- **Task goal**
In the entries below, find the line with "when you commit." and the line with "base_dir = Path(AUTOSAVE_DIR).resolve()"; give again those lines and every line between them, exactly.

- **Supplied material**
========

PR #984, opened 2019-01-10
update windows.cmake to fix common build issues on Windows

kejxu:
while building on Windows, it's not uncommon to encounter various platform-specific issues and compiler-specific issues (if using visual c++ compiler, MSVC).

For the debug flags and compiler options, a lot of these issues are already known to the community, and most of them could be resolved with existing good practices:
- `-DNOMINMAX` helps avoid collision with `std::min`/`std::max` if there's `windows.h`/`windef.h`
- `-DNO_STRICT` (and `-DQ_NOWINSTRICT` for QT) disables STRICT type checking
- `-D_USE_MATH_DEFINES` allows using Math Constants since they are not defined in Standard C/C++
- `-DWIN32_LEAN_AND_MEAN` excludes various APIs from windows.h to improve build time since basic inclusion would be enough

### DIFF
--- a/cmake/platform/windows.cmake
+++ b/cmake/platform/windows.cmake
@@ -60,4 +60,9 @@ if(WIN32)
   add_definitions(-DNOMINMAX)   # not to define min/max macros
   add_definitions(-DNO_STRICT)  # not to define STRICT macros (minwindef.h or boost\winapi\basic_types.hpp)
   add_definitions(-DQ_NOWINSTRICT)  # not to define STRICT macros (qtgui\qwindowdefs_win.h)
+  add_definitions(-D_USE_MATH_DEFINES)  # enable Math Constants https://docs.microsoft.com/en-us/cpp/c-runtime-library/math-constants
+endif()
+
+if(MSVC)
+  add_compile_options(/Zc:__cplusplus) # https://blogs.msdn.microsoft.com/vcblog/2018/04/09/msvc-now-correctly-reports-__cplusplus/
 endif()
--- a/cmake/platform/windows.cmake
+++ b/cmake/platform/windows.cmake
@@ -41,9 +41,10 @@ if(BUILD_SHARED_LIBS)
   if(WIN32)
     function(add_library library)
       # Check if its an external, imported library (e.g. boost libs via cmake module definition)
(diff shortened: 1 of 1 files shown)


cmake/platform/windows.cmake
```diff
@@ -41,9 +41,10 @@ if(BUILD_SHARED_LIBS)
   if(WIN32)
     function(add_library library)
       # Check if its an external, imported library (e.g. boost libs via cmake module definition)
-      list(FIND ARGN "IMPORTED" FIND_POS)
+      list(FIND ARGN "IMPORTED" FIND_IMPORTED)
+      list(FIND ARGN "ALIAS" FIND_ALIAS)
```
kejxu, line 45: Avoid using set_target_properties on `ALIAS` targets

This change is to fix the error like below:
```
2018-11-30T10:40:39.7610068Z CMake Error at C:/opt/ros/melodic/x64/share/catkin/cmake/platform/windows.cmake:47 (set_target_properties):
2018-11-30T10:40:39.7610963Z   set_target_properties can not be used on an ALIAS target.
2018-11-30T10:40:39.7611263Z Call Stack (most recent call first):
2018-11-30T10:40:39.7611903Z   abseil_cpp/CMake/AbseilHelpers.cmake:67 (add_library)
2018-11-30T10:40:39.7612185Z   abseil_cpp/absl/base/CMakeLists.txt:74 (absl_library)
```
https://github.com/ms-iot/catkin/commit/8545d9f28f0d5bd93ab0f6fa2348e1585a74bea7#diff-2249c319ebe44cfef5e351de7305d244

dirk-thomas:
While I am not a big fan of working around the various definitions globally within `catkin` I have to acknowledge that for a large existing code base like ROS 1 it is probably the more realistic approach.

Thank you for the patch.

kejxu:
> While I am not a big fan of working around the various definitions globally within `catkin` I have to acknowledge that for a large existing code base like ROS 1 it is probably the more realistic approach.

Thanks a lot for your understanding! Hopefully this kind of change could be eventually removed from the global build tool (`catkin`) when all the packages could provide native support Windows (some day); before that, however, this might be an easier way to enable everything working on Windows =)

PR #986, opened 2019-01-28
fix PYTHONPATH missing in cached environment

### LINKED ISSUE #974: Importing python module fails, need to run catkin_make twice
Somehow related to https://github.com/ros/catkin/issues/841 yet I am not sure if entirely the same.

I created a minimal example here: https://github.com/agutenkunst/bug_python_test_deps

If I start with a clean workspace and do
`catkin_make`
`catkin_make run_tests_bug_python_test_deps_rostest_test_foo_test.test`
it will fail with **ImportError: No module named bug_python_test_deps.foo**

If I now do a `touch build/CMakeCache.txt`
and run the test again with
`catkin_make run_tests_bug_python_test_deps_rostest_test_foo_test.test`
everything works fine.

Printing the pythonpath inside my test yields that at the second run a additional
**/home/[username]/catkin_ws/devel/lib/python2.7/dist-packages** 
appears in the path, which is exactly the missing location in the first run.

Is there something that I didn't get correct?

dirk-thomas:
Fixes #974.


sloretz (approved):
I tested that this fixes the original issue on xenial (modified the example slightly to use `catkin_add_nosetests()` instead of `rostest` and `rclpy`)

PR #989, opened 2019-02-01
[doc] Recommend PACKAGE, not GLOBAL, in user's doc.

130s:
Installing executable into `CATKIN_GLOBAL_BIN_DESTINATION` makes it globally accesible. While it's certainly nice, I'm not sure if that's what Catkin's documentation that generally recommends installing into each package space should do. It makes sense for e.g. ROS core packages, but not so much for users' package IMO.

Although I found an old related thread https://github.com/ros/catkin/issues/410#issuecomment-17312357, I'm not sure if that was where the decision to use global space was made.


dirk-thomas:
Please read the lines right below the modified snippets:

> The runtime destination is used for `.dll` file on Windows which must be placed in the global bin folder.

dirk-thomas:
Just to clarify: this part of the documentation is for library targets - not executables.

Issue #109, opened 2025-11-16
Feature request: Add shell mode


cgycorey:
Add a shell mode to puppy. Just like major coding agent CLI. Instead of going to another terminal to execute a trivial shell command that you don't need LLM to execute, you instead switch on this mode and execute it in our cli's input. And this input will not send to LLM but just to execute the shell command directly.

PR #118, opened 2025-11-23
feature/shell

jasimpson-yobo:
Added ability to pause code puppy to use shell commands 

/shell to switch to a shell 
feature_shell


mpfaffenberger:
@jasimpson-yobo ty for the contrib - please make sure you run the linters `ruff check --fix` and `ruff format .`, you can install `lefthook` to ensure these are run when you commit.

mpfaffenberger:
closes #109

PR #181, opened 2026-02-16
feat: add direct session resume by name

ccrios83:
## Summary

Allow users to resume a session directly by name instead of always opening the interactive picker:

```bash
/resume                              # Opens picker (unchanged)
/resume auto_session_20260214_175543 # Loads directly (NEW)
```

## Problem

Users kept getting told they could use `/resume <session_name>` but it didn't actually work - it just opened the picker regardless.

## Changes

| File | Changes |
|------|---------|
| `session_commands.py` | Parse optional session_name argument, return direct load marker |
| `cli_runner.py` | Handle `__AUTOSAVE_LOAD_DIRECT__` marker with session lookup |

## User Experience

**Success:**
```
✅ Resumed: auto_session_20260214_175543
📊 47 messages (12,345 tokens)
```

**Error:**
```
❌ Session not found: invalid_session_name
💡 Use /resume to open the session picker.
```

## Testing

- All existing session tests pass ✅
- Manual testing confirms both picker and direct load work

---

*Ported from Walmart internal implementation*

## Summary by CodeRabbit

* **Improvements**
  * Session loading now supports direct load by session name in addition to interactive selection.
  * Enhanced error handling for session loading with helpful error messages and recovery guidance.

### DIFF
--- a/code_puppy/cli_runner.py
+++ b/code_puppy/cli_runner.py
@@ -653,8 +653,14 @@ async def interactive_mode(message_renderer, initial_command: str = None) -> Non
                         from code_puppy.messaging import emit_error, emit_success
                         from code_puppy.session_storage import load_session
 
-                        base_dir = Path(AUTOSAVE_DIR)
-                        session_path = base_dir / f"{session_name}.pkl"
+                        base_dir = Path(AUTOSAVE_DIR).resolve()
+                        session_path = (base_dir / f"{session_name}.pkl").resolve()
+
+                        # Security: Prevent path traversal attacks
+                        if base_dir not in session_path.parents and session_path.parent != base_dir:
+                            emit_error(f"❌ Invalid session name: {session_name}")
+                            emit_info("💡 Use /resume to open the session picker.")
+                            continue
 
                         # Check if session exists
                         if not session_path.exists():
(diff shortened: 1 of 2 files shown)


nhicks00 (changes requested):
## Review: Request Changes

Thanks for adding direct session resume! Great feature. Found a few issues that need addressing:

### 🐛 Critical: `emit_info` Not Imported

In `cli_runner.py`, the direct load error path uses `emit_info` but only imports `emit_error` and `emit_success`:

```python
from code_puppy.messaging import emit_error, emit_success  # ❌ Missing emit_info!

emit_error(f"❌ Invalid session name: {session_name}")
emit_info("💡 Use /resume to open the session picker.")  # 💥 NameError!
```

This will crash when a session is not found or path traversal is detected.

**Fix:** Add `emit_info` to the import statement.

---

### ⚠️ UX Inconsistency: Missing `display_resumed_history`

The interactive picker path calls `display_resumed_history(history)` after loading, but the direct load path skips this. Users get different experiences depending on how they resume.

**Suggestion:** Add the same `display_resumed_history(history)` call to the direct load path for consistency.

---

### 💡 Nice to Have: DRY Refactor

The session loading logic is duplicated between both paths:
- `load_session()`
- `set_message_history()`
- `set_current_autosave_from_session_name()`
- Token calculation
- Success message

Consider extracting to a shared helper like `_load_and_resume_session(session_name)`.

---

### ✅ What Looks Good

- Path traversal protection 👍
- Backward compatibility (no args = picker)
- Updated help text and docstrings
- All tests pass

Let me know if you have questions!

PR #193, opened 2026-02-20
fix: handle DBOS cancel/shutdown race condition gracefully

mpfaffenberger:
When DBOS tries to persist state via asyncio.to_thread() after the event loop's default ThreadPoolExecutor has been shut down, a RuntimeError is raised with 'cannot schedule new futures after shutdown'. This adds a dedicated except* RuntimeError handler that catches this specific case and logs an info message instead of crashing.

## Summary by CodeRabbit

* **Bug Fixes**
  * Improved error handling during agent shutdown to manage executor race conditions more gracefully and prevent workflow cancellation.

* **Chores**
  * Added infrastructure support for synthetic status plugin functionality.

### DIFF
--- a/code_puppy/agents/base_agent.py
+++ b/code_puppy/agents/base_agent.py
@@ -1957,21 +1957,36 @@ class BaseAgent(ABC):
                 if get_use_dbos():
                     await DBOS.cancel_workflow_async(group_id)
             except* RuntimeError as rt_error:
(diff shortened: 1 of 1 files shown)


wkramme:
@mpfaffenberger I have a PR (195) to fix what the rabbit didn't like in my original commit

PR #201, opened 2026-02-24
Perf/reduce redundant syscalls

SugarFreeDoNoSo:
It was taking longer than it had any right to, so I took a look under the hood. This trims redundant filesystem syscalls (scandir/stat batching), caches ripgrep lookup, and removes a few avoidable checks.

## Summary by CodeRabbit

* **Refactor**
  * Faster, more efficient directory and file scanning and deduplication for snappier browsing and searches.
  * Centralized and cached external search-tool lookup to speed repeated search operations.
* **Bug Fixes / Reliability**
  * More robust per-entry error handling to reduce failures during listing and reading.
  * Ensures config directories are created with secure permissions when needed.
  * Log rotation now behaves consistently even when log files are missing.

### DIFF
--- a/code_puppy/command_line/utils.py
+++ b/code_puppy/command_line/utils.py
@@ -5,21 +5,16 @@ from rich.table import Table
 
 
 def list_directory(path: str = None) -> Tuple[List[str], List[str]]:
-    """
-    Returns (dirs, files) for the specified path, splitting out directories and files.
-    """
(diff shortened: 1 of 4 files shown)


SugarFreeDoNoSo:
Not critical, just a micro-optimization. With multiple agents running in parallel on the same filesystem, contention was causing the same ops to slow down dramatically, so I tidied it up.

========

- **Solution**
@jasimpson-yobo ty for the contrib - please make sure you run the linters `ruff check --fix` and `ruff format .`, you can install `lefthook` to ensure these are run when you commit.

mpfaffenberger:
closes #109

PR #181, opened 2026-02-16
feat: add direct session resume by name

ccrios83:
## Summary

Allow users to resume a session directly by name instead of always opening the interactive picker:

```bash
/resume                              # Opens picker (unchanged)
/resume auto_session_20260214_175543 # Loads directly (NEW)
```

## Problem

Users kept getting told they could use `/resume <session_name>` but it didn't actually work - it just opened the picker regardless.

## Changes

| File | Changes |
|------|---------|
| `session_commands.py` | Parse optional session_name argument, return direct load marker |
| `cli_runner.py` | Handle `__AUTOSAVE_LOAD_DIRECT__` marker with session lookup |

## User Experience

**Success:**
```
✅ Resumed: auto_session_20260214_175543
📊 47 messages (12,345 tokens)
```

**Error:**
```
❌ Session not found: invalid_session_name
💡 Use /resume to open the session picker.
```

## Testing

- All existing session tests pass ✅
- Manual testing confirms both picker and direct load work

---

*Ported from Walmart internal implementation*

## Summary by CodeRabbit

* **Improvements**
  * Session loading now supports direct load by session name in addition to interactive selection.
  * Enhanced error handling for session loading with helpful error messages and recovery guidance.

### DIFF
--- a/code_puppy/cli_runner.py
+++ b/code_puppy/cli_runner.py
@@ -653,8 +653,14 @@ async def interactive_mode(message_renderer, initial_command: str = None) -> Non
                         from code_puppy.messaging import emit_error, emit_success
                         from code_puppy.session_storage import load_session
 
-                        base_dir = Path(AUTOSAVE_DIR)
-                        session_path = base_dir / f"{session_name}.pkl"
+                        base_dir = Path(AUTOSAVE_DIR).resolve()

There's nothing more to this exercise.